The wet vanadium extraction method has the advantages of low reaction temperature compared with a fire method, but has the disadvantages of harsh reaction conditions, high equipment requirements, no leaching of various components such as selective vanadium oxide, chromium and the like, and the problems of waste water, dangerous waste residues and the like, and is difficult to industrially apply.

The method for extracting vanadium in the prior production is mainly a pyrogenic process, the traditional pyrogenic process vanadium extraction process is a sodium salt roasting water immersion method, sodium carbonate, sodium chloride or sodium sulfate and other sodium salt additives are added under the roasting condition of 700 plus 800 ℃, sodium and vanadium which is oxidized into pentavalent vanadium are combined to form water-soluble sodium vanadate, the vanadium clinker is immersed in water to obtain a sodium metavanadate solution, and a vanadium product is obtained through a vanadium precipitation process.

CN 108251636A, CN 108179265A, CN 105734307A, CN 102923774A, CN107586948A, CN 105087940A and CN 106947875A disclose a process for extracting vanadium by sodium salt roasting. The method for leaching vanadium by sodium salt roasting water has the main problems that harmful gases such as chlorine gas, sulfur dioxide and the like are generated by roasting, and roasting equipment is formed and the extraction and production efficiency of vanadium is influenced because the roasting process is unstable, various sodium salts with low melting points are generated, the liquid phase amount is large, and the material sintering condition is easy to generate.

In order to avoid the problem of equipment ring formation caused by excessive liquid phase quantity, a large amount of vanadium extraction tailings are required to be added during sodium salt roasting mixing, but the vanadium extraction tailings still contain a large amount of silicate, and sodium salt is additionally consumed during roasting, so that the extraction of vanadium cannot be effectively promoted. Moreover, although the addition of the tailings reduces the problem of sintering of the roasted material, a large amount of mirabilite is formed in the neutralization process of the alkaline leaching solution, and the energy consumption of wastewater treatment is high. And the sodium roasting process has no selectivity on the oxidation of vanadium, chromium is leached in a large amount, a large amount of vanadium-chromium reducing slag is produced and discharged by the process, the impurity content of the leaching solution is high, and the purity of a vanadium product is low.

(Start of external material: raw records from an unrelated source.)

PR #2771, opened 2023-03-07
TimeUtils: migrate mock clock to `java.time` API

schildbach:
* Migrate `setMockClock()` parameters to Instant
* Migrate `rollMockClock()` parameters to Duration
* Rename to `clearMockClock()` from `resetMocking()`
* Use `Clock` internally to provide the time

### DIFF
--- a/core/src/test/java/org/bitcoinj/core/TransactionTest.java
+++ b/core/src/test/java/org/bitcoinj/core/TransactionTest.java
@@ -42,6 +42,7 @@ import java.io.IOException;
 import java.io.OutputStream;
 import java.math.BigInteger;
 import java.time.Instant;
+import java.time.temporal.ChronoUnit;
 import java.util.Calendar;
 import java.util.Date;
 import java.util.Iterator;
@@ -147,7 +148,7 @@ public class TransactionTest {
     @Test
     public void testEstimatedLockTime_WhenParameterSignifiesBlockHeight() {
         int TEST_LOCK_TIME = 20;
-        Instant now = TimeUtils.currentTime();
+        Instant now = TimeUtils.currentTime().truncatedTo(ChronoUnit.SECONDS);
 
         BlockChain mockBlockChain = createMock(BlockChain.class);
         EasyMock.expect(mockBlockChain.estimateBlockTimeInstant(TEST_LOCK_TIME)).andReturn(now);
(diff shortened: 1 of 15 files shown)


schildbach:
This is draft because again the integration tests fail.

Note I've decided to not deprecate but remove the old methods, because this API is internal and also it should only be used from tests anyway.

msgilligan:
Looks very nice, so far!

core/src/test/java/org/bitcoinj/core/TransactionTest.java
```diff
@@ -147,7 +148,7 @@ public void coinbaseScriptSigTooLarge() {
     @Test
     public void testEstimatedLockTime_WhenParameterSignifiesBlockHeight() {
         int TEST_LOCK_TIME = 20;
-        Instant now = TimeUtils.currentTime();
+        Instant now = TimeUtils.currentTime().truncatedTo(ChronoUnit.SECONDS);
```
msgilligan, line 151: If this use-case is common, you might want to consider a `TimeUtils.currentBlockTime()` which would return the time truncated to seconds.

core/src/test/java/org/bitcoinj/wallet/WalletTest.java
```diff
@@ -3030,15 +3031,15 @@ public void fragmentedReKeying() {
...
+        TimeUtils.rollMockClock(Duration.ofDays(1));
         for (int i = 0; i < 800; i++) {
             sendMoneyToWallet(AbstractBlockChain.NewBlockType.BEST_CHAIN, CENT, address);
         }
 
         MockTransactionBroadcaster broadcaster = new MockTransactionBroadcaster(wallet);
 
         Instant compromise = TimeUtils.currentTime().truncatedTo(ChronoUnit.SECONDS);
-        TimeUtils.rollMockClock(86400);
+        TimeUtils.rollMockClock(Duration.ofDays(1));
```
msgilligan, line 3042: above (3041) is another use case of `.truncatedTo(ChronoUnit.SECONDS)`

schildbach:
Back to the integration-test failure. What happens is that the first test in `PeerGroupTest` times out and then all others fail due to bind errors (the socket is already bound). I think this is interesting because it's an error I've seen many times on our CI, but only every so many builds.

I think now that we can reproduce this issue on all builds (even locally) we have the chance to finally squash it!

I suspect this has to do with the increased precision of millis (Date) vs nanos (Instant). Story is in development…

schildbach:
Great news, I squashed the bug. It was a stack overflow due to a method stupidly calling itself…

msgilligan (approved):
Looks great! Let's merge!

PR #2772, opened 2023-03-07
Base58,Bech32: provide public CHARSET strings

msgilligan:


schildbach:
Is this a specific need for somebody? Maybe providing a `Regex` would be more useful?

Regarding the work for output descriptors, I'd rather wait until we work on that.

schildbach:
Also, it feels counterintuitive to me that the "charset" is not the `char[]`.

msgilligan:
> Is this a specific need for somebody?

I think if we view bitcoinj as a reference implementation (our _aspiring_ to be one) it should make available representations of key parts of the BIPs like this. I think there will always be a need for these types of constants. And certainly no harm in providing them.

> Maybe providing a `Regex` would be more useful?

A Regex might be useful, but I don't think you can combine regexes at the level needed for something like output descriptors. (I might be wrong.) So I made it available as a string that I could `String.format()` into a regex.

 
> Regarding the work for output descriptors, I'd rather wait until we work on that.

That's entirely reasonable.

> Also, it feels counterintuitive to me that the "charset" is not the `char[]`.

Yeah, we could change the name(s).

msgilligan:
> > > Is this a specific need for somebody?
> > 
> > 
> > I think if we view bitcoinj as a reference implementation (our _aspiring_ to be one) it should make available representations of key parts of the BIPs like this. I think there will always be a need for these types of constants. And certainly no harm in providing them.
> 
> There is already a near-identical constant consumers can use.
> 
> I'd say we should aim to either provide the alphabet as a `String` or a `char[]`, but not both.
> 
> > > Maybe providing a `Regex` would be more useful?
> > 
> > 
> > A Regex might be useful, but I don't think you can combine regexes at the level needed for something like output descriptors. (I might be wrong.) So I made it available as a string that I could `String.format()` into a regex.
> 
> That constant could be used for forming a regex almost as easily. However, I consider it an antipattern to compose regexes like that, as without proper escaping a "regex part provider" (us, in this case) could inject regexes, similar to SQL injection. I'd rather not advocate for this code pattern.

I'm doing this (in Output Descriptor) for code-readability (and perhaps testing and maintenance) and all the strings and regexes are static constant, so I don't think an injection-attack is much of a worry.  (Note that with GraalVM `native-image` all this static initialization is done by default at compile time.)

> If we had ready-made regexes for bech32 and base58, we could perhaps use them in our parse methods. We could provide better errors ("looks like base58, but checksum isn't right").
> 
> I should add I'm not adamant on this issue. If you're convinced it's a good idea, I'm also ok with merging it.

There's no hurry on this. It was mostly done to support `OutputDescriptor` (I found it useful to use strings that I know had been unit-tested and were the correct ones rather than manually checking a duplicate string)

I'm going to mark this as DRAFT and we can pick it up again later.

PR #2773, opened 2023-03-07
AesKey: replace o.bouncycastle.c.p.KeyParameter

msgilligan:
We were using KeyParameter as a wrapper for a byte array containing an AES Key and passing it around our API. This introduced an unnecessary API dependency on Bouncy Castle. This PR adds an AesKey class for the same purpose to replace it.

This is a breaking change, but one that should be easy to accommodate.

### DIFF
--- a/core/src/main/java/org/bitcoinj/crypto/AesKey.java
+++ b/core/src/main/java/org/bitcoinj/crypto/AesKey.java
@@ -1,0 +1,80 @@
+/*
+ * Copyright by the original author or authors.
+ *
+ * Licensed under the Apache License, Version 2.0 (the "License");
+ * you may not use this file except in compliance with the License.
+ * You may obtain a copy of the License at
+ *
+ *    http://www.apache.org/licenses/LICENSE-2.0
+ *
+ * Unless required by applicable law or agreed to in writing, software
+ * distributed under the License is distributed on an "AS IS" BASIS,
+ * WITHOUT WARRANTIES OR CONDITIONS OF ANY KIND, either express or implied.
+ * See the License for the specific language governing permissions and
+ * limitations under the License.
+ */
+
+package org.bitcoinj.crypto;
+
+import org.bouncycastle.crypto.params.KeyParameter;
+
+/**
+ *  Wrapper for a {@code byte[]}  containing an AES Key. This is a replacement for Bouncy Castle's {@link KeyParameter} which
+ *  was used for this purpose in previous versions of <b>bitcoinj</b>. Unfortunately, this created a Gradle _api_ dependency
+ *  on Bouncy Castle when that wasn't strictly necessary.
+ *  <p>
+ *  We have made this change without deprecation because it affected many method signatures and because updating is a trivial change.
+ *  If for some reason you have code that uses the Bouncy Castle {@link KeyParameter} type and need to convert
+ *  to or from {@code AesKey}, you can temporarily use {@link #ofKeyParameter(KeyParameter)} or {@link #toKeyParameter()}
+ */
+public class AesKey {
+    private final byte[] bytes;
+
+    /**
+     * Wrapper for a {@code byte[]} containing an AES Key
+     * @param keyBytes implementation-dependent AES Key bytes
+     */
+    public AesKey(byte[] keyBytes) {
+        // Make defensive copy, so AesKey is effectively immutable
+        this.bytes = new byte[keyBytes.length];
+        System.arraycopy(keyBytes, 0, this.bytes, 0, keyBytes.length);
+    }
+
+    /**
+     * @return The key bytes
+     */
+    public byte[] bytes() {
+        return bytes;
+    }
+
+    /**
+     * Provided to ease migration from {@link KeyParameter}.
+     * @return The key bytes
+     * @deprecated Use {@link #bytes()}
+     */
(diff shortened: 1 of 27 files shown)


msgilligan:
@schildbach If this approach looks good, I'll make another pass and update all the JavaDoc.

core/src/main/java/org/bitcoinj/crypto/AesKey.java
```diff
@@ -0,0 +1,55 @@
...
+ *  to {@code AesKey}, you can use {@link #ofKeyParameter(KeyParameter)} or {@link #toKeyParameter()}
+ *  // TODO: Update JavaDoc
+ */
+public class AesKey {
+    private final byte[]  key;
+
+    public AesKey(
+            byte[]  key)
+    {
+        this.key = key;
```
schildbach, line 38: Note that the replaced class is taking ownership of the key data (copying) here.

Nitpick: the formatting could be improved around this line.

core/src/main/java/org/bitcoinj/crypto/AesKey.java
```diff
@@ -0,0 +1,55 @@
...
+ * See the License for the specific language governing permissions and
+ * limitations under the License.
+ */
+
+package org.bitcoinj.crypto;
+
+import org.bouncycastle.crypto.params.KeyParameter;
+
+/**
+ *  Wrapper for a byte array containing an AES Key. This is a replacement for Bouncy Castle's{@link KeyParameter} which
```
schildbach, line 22: Missing space.

core/src/main/java/org/bitcoinj/crypto/AesKey.java
```diff
@@ -0,0 +1,55 @@
...
+public class AesKey {
+    private final byte[]  key;
+
+    public AesKey(
+            byte[]  key)
+    {
+        this.key = key;
+    }
+
+    public byte[] getKey()
```
schildbach, line 41: Since the class name already has "key in its name, this could be named just "get()".

schildbach:
I just checked with my app and can testify that while this change breaks some code, it looks easy to fix and it indeed gets rid of BouncyCastle imports apart from my own "Crypto" class.

core/src/main/java/org/bitcoinj/crypto/AesKey.java
msgilligan: I wanted to keep the same accessor name as the replaced class. But we don't have to, we could also provide a deprecated `getKey()` method along with one with a new name.

We could also name the accessor `bytes()`.

core/src/main/java/org/bitcoinj/crypto/AesKey.java
msgilligan: > Note that the replaced class is taking ownership of the key data (copying) here.
> 

My mistake. `byte[]` is mutable and should be defensively copied.

msgilligan:
Rebased to `master`

core/src/main/java/org/bitcoinj/crypto/AesKey.java
msgilligan: @schildbach do you agree with a deprecated `getKey()` and a new accessor name of `bytes()`?

core/src/main/java/org/bitcoinj/crypto/AesKey.java
msgilligan: Fixed.

core/src/main/java/org/bitcoinj/crypto/AesKey.java
msgilligan: I'm going to assume that is ok with you and make the change. If you don't like it, let me know in the next review.

msgilligan:
@schildbach All issue addressed, force-pushed, and ready-to-review/merge.

core/src/main/java/org/bitcoinj/crypto/AesKey.java
```diff
@@ -0,0 +1,83 @@
...
+ */
+public class AesKey {
+    private final byte[] bytes;
+
+    /**
+     * Wrapper for a {@code byte[]} containing an AES Key
+     * @param keyBytes implementation-dependent AES Key bytes
+     */
+    public AesKey(byte[] keyBytes)
+    {
```
schildbach, line 38: opening brace at wrong position? (3 occurences)

core/src/main/java/org/bitcoinj/crypto/AesKey.java
schildbach: Yes, that's fine as well. Actually I had this thought, too.

schildbach (commented):
Looks great!

core/src/main/java/org/bitcoinj/crypto/AesKey.java
msgilligan: I'll fix it.

msgilligan: Fixed.

msgilligan:
@schildbach OK, 3 opening-brace issues fixed.  (I'm gonna blame Bouncy Castle and IntelliJ for that 🤷‍♂️)

schildbach:
Merged!

PR #2780, opened 2023-03-09
tools/wallettool `build.gradle`: use `mainClass` not `main` in `JavaExec` task

msgilligan:
Fix Gradle 8.0 deprecation warning by changing `main` to `mainClass` in the `JavaExec` tasks.

**Note**: this change **breaks Gradle prior to 6.4.x**, so to support both ancient Gradle (currently 4.4) and Gradle 8, we're going to need to add some kind of conditional code to handle `main` vs `mainClass`.

So this will be a **DRAFT** PR for now.

You can see the failure on Github Actions because Ubuntu/JDK 11/Gradle 4.10.3 is in our test matrix: https://github.com/bitcoinj/bitcoinj/actions/runs/4370061279

### DIFF
--- a/tools/build.gradle
+++ b/tools/build.gradle
@@ -21,7 +21,7 @@ compileJava {
 
 task build_checkpoints(type: JavaExec) {
     description = 'Create checkpoint files to use with CheckpointManager.'
-    main = 'org.bitcoinj.tools.BuildCheckpoints'
+    mainClass = 'org.bitcoinj.tools.BuildCheckpoints'
     if (project.hasProperty('appArgs') && appArgs.length() > 0)
         args = Arrays.asList(appArgs.split("\\s+"))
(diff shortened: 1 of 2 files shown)


schildbach:
I'm not sure if its worth adding a conditional just to remove a deprecation warning.

msgilligan:
> I'm not sure if its worth adding a conditional just to remove a deprecation warning.

I agree. I'm just looking ahead to JDK 20.

msgilligan:
Update: Fixing this may not be necessary, I think Gradle decided to not remove this until Gradle 9.

msgilligan:
> Update: Fixing this may not be necessary, I think Gradle decided to not remove this until Gradle 9.

This fix is not necessary for Gradle 8 support. Closing.

PR #2782, opened 2023-03-09
LegacyAddressTest: separate out and move part of p2shAddressCreationFromKeys

schildbach:
This is an alternative proposal to #2769

The goal is to get rid of the `crypto` imports in LegacyAddressTest.

### DIFF
--- a/core/src/test/java/org/bitcoinj/script/ScriptPatternTest.java
+++ b/core/src/test/java/org/bitcoinj/script/ScriptPatternTest.java
@@ -19,12 +19,17 @@
 package org.bitcoinj.script;
 
 import com.google.common.collect.Lists;
+import org.bitcoinj.base.utils.ByteUtils;
+import org.bitcoinj.crypto.DumpedPrivateKey;
 import org.bitcoinj.crypto.ECKey;
 import org.junit.Test;
 
+import java.util.Arrays;
 import java.util.List;
 
+import static org.bitcoinj.base.BitcoinNetwork.MAINNET;
 import static org.bitcoinj.script.ScriptOpCodes.OP_CHECKMULTISIG;
+import static org.junit.Assert.assertEquals;
 import static org.junit.Assert.assertFalse;
 import static org.junit.Assert.assertTrue;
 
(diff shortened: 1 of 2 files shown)


schildbach:
A downside of this approach is that the test gets dissociated a bit from the [original test data](https://gist.github.com/gavinandresen/3966071). I'm not sure how important that is, as plain P2SH is legacy tech and nobody is going to work on these tests.

core/src/test/java/org/bitcoinj/script/ScriptPatternTest.java
```diff
@@ -92,4 +97,19 @@ public void testCreateOpReturnScript() {
...
+
+    @Test
+    public void p2shScriptHashFromKeys() {
+        // import some keys from this example: https://gist.github.com/gavinandresen/3966071
+        ECKey key1 = DumpedPrivateKey.fromBase58(MAINNET, "5JaTXbAUmfPYZFRwrYaALK48fN6sFJp4rHqq2QSXs8ucfpE4yQU").getKey();
+        key1 = ECKey.fromPrivate(key1.getPrivKeyBytes());
+        ECKey key2 = DumpedPrivateKey.fromBase58(MAINNET, "5Jb7fCeh1Wtm4yBBg3q3XbT6B525i17kVhy3vMC9AqfR6FH2qGk").getKey();
+        key2 = ECKey.fromPrivate(key2.getPrivKeyBytes());
+        ECKey key3 = DumpedPrivateKey.fromBase58(MAINNET, "5JFjmGo5Fww9p8gvx48qBYDJNAzR9pmH5S389axMtDyPT8ddqmw").getKey();
+        key3 = ECKey.fromPrivate(key3.getPrivKeyBytes());
```
msgilligan, line 109: Why is each key initialized twice?

msgilligan (approved):
Looks good. I have one question about the code, though...

core/src/test/java/org/bitcoinj/script/ScriptPatternTest.java
schildbach: No idea. I didn't look at the actual code (-:

schildbach: We can fix that in a future commit.

schildbach:
Merged.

In order to reduce the leaching of chromium, the processes of CN 105219976A, CN 106987716A, CN 105110373A, CN106521191A, CN 106179771A, CN 103993161A, CN 104357660A, CN 104357652A, CN103993160A and the like adopt a calcification roasting-sulfation/carbonation leaching method to extract vanadium, a calcareous additive is added during roasting to generate calcium vanadate, and then sulfation/carbonation leaching is adopted by utilizing the principle that the solubility product of calcium sulfate/calcium carbonate is less than that of calcium vanadate.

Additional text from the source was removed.